Work order »
Search the records for the word "teackot" and copy every line in which it occurs.

-- Opening Marker --

PR #730, opened 2026-05-24
AI Policy

Xabi08YT:
Added an AI Policy section.

Everything in the AI Policy should still be discussed  as it is important. Feel free to request changes.

### DIFF
--- a/README.md
+++ b/README.md
@@ -43,7 +43,7 @@ When making an issue, you must follow the following rules:
 3. Ticket ENTIRELY GENERATED with AI will NOT BE TREATED if the issue is not deemed serious enough
 4. Fully generated AI bug reports may be straight up closed and denied by the maintainer of the project
 5. You MUST be able to provide details when asked for it.
-6. You MUST tell when the AI was involved in the process. For diagnosis, please detail the model used and the agent tool if used in the **FIRST** message of the issue.
+6. You MUST tell when the AI was involved in the process. For diagnosis, please detail the model used and the agent tool if used in the **FIRST** message of the issue or somewhere or in a dedicated field of the issue template.
 
 In general, AI bug reports are discouraged unless it is to help with formulated the content in english because it is not your native language.
 
--- a/README.md
+++ b/README.md
@@ -29,7 +29,7 @@ You can also contribute by sharing your feedback on the installation process and
 
 ### AI Policy for code contributions, documentations contribution
 When contributing code or documentation you have to follow the following rules:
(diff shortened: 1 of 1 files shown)


teackot (approved):
Looks good, seems consistent with how various other FOSS projects try to regulate it

README.md
```diff
@@ -25,6 +25,26 @@ Eager to support the project? Your help is always welcome to keep the project al
 
 You can also contribute by sharing your feedback on the installation process and problems encountered with it in this discussion: https://github.com/BeardOverflow/msi-ec/discussions/662
 
+## AI Policy
+
+### AI Policy for code contributions, documentations contribution
+When contributing code or documentation you have to follow the following rules:
+1. Explicitely tell what has been made by AI and by which LLM
```
glpnk: I think we also need to ask about agent tool if one is used https://docs.kernel.org/process/coding-assistants.html#attribution

glpnk:
For other things looks good

Xabi08YT:
I just changed the AI policy to include your feedback. I think we should also include some fields on the Issue template for AI use.

glpnk:
Maybe to Bug template, like used tools. But not to request, or check mark at maximum.

Xabi08YT:
Yeah true. This is something that also needs to be discussed.

README.md
```diff
@@ -25,6 +25,27 @@ Eager to support the project? Your help is always welcome to keep the project al
...
+In general, AI code is strongly discouraged and may get more negative reviews by the maintainers.
+
+### AI Policy for issues
+When making an issue, you must follow the following rules:
+1. You may use AI to help get some infromations and commands to enrich your ticket
+2. You may use AI to improve the grammar and readability of your ticket
+3. Ticket ENTIRELY GENERATED with AI will NOT BE TREATED if the issue is not deemed serious enough
+4. Fully generated AI bug reports may be straight up closed and denied by the maintainer of the project
+5. You MUST be able to provide details when asked for it.
+6. You MUST tell when the AI was involved in the process. For diagnosis, please detail the model used and the agent tool if used in the **FIRST** message of the issue.
```
glpnk: Let's ask tool names in `Additional info` or `Description` section.  Because there is no first message in templates.

glpnk: Having 2 different names for same free form field is confusing and unnecessary. Will be good to rename one of them

glpnk:
Interestingly that `gh cli` allowed (or still allow) to create free form Issues in the past. There were 1 free form issue made this way. Agents might use it to send info, but it's unknown for most users

PR #773, opened 2026-07-11
Drop minor version (NEEDS TESTING)

### LINKED ISSUE #32: Add fallback mode
As far as I can tell, EC FW versions that only differ in the last two digits are backwards compatible. We may want to add an optional fallback mode, so users with newer EC FW versions can still use the driver by falling back to older compatible versions.

We also know that cooler boost address _may be_ universal for all FWs, so we can make a "global fallback". This way users with unsupported firmware will at least be able to use cooler boost.

Xabi08YT:
Hi,

I just finished the rework on version check during module load.
However, I cannot test that since I only have access to WSL atm (Intel please publish the freacking patch).

So if someone could test it would be great. Some regression may occur since I did some deduplicating.

I also tried adding a blacklist but it should also be tested. I know that it is not needed now but it may be used one day or another.

Like always, no AI. So if you want to check.

### DIFF
--- a/Makefile.vars
+++ b/Makefile.vars
@@ -1,2 +1,2 @@
 MODNAME := msi-ec
-VERSION := 0.13
+VERSION := 0.20
--- a/msi-ec.c
+++ b/msi-ec.c
@@ -3020,8 +3020,8 @@ static int __init load_configuration(void)
 	}
 
 	// Truncating the version to only keep what comes before the dot. EG: 15M3EMS1.113 -> 15M3EMS1
-	char ver_truncated[MSI_EC_FW_VERSION_LENGTH - 3];
-	memcpy(ver_truncated, ver, MSI_EC_FW_VERSION_LENGTH - 4);
+	char ver_truncated[MSI_EC_FW_VERSION_LENGTH - 1];
+	memcpy(ver_truncated, ver, MSI_EC_FW_VERSION_LENGTH - 2);
 	ver_truncated[8] = '\0';
 
 	int banned = 0;
--- a/msi-ec.c
+++ b/msi-ec.c
@@ -3128,6 +3128,8 @@ MODULE_LICENSE("GPL");
 MODULE_AUTHOR("Jose Angel Pastrana <japp0005@red.ujaen.es>");
 MODULE_AUTHOR("Aakash Singh <mail@singhaakash.dev>");
 MODULE_AUTHOR("Nikita Kravets <teackot@gmail.com>");
+MODULE_AUTHOR("Xabi Goity <xabigoity@gmail.com>");
+MODULE_AUTHOR("Glitch Punk <glpnk@proton.me>");
 MODULE_DESCRIPTION("MSI Embedded Controller");
 MODULE_VERSION("0.13");
 
--- a/msi-ec.c
+++ b/msi-ec.c
@@ -54,6 +54,12 @@ static DEFINE_MUTEX(ec_set_bit_mutex);
 #define FM_BASIC_NAME		"basic"
 #define FM_ADVANCED_NAME	"advanced"
 
+//Used to ban specific firmware versions in case they are buggy.
+static const char *BANNED_FW_VERSION[] __initconst = {
+	NULL
+};
+
+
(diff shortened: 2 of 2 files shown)


EricLin0509:
@Xabi08YT 

Hi, I just tested your commits, but it cause 2 compilation errors

```
msi-ec.c:60:2: error: expected ';' after top level declarator
   60 | }
      |  ^
      |  ;


msi-ec.c:2831:53: error: expected ';' after expression
 2831 |                 pr_err("Your firmware version is blacklisted !\n")
      |                                                                   ^
      | 
```

I'm using my own [forks](https://github.com/EricLin0509/msi-ec/tree/MinorVersionTest) with your commits

Xabi08YT:
> @Xabi08YT 
> 
> Hi, I just tested your commits, but it cause 2 compilation errors
> 
> ```
> msi-ec.c:60:2: error: expected ';' after top level declarator
>    60 | }
>       |  ^
>       |  ;
> 
> 
> msi-ec.c:2831:53: error: expected ';' after expression
>  2831 |                 pr_err("Your firmware version is blacklisted !\n")
>       |                                                                   ^
>       | 
> ```
> 
> I'm using my own [forks](https://github.com/EricLin0509/msi-ec/tree/MinorVersionTest) with your commits

Thank you very much. I will correct that right away

Xabi08YT:
@EricLin0509 Thank you it should be fixed

Xabi08YT:
Hello @glpnk,
I just wanted to check if you had time to test the PR ?
Also, small question, do we keep the version check like this or do we edit it to use the sku number as you suggested ?

glpnk:
Sorry for the slow reply, but I think it is worth dropping only the last 2 digits of the version, not all 3 with + dot.

The SKU is the BIOS version, which also, probably printed on the board as MS-xxxxy, but no proofs. At the current stage of config list shrink, we are only dropping the version (or release number) part.

In the case of EC versions and features, we currently have 6 viable bytes: `xxxx_MSy.z--`. In place of the `_` is the EC chip brand ITE/ENE. In place of `MS`, there can be different values, like `WS` for workstation, and few pre-release codes, which are questionable to support. Basically, we have no samples of those devices.

Xabi08YT:
Ok I see. I will correct that later today

Xabi08YT:
But you know, since the .1 duplicate data and almost never changes I thought dropping it would not change much

Xabi08YT:
Yeah ok i just saw a .2 so yes we should keep it then. I am resolving the merge conflict so I will redo most of the deduplicating

Xabi08YT:
@glpnk I corrected like you said. However it needs to be tested still. Some regression may occur but I think it should be fine

glpnk:
Sorted and squashed commits

[Backup branch](https://github.com/glpnk/msi-ec/tree/DropMinorVersionBackup)

<details><summary>📩</summary>At least it compiles</details>

Xabi08YT:
OK wow good job @glpnk 
Much cleaner than what I did lol. But i kinda hate making regex lol

glpnk:
Well, it was joke. Anyway I've deduped them manually

Xabi08YT:
> Well, it was joke. Anyway I've deduped them manually

Wow thx. It is really a painful job

Xabi08YT:
OK I see what you meant now. Yeah right it is also good.

Xabi08YT:
I think everything looks good. You can merge if you want

Xabi08YT:
Hey guys, just wanted to know if there is any conflicts that need to be resolved ATM before merging this.

glpnk:
I'll fix them and merge soon

glpnk:
I think we can drop bigger part of the name, because recently we got request from Workstation/Creator devices and devices made for Turkey, but maybe address this problem in newer PR after this

Xabi08YT:
OK. But for dropping bigger part of the name idk. I don't feel like it is a good idea. I think that would make that too broad. IDK.

Xabi08YT:
So maybe we should start like this, and drop more later if we feel like it is something needed

Xabi08YT:
Hey @glpnk I just updated this branch to match main.

PR #2265, opened 2021-12-15
Update jsonschema dependency version.

JohnPreston:
Update dependency for jsonschema

### DIFF
--- a/requirements/base.txt
+++ b/requirements/base.txt
@@ -1,6 +1,6 @@
 pyrsistent~=0.16.0; python_version<"3"
 boto3~=1.5
 enum34~=1.1; python_version<"3.4"
-jsonschema~=3.2
+jsonschema>=3.2,<5.0
 six~=1.15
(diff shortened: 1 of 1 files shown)


hawflau:
@JohnPreston Thanks for the contribution. Why is this change necessary?

JohnPreston:
> @JohnPreston Thanks for the contribution. Why is this change necessary?

Keep up with latest release of dependencies, that is all.

hawflau:
@JohnPreston 
unit tests only passed in py3.6 but not in py3.7 and py3.8. `jsonschema>=4.0` got installed in py3.7 and py3.8 but doesn't support py3.6. That seems to be the cause of the test failures.

Because we still support Python3.6, I think it's better to keep `jsonschema~=3.2` for now. 

I'd suggest you close this PR and open a new issue for us to investigate supporting `jsonschema>=4.0`

PR #2273, opened 2021-12-20
fix: Raise exception if provided Auth.Authorizers.Identity isn't a dict

mildaniel:
*Issue #, if available:*

*Description of changes:*

*Checklist:*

-- Closing Marker --

Answer to the problem »
teackot (approved):
 MODULE_AUTHOR("Nikita Kravets <teackot@gmail.com>");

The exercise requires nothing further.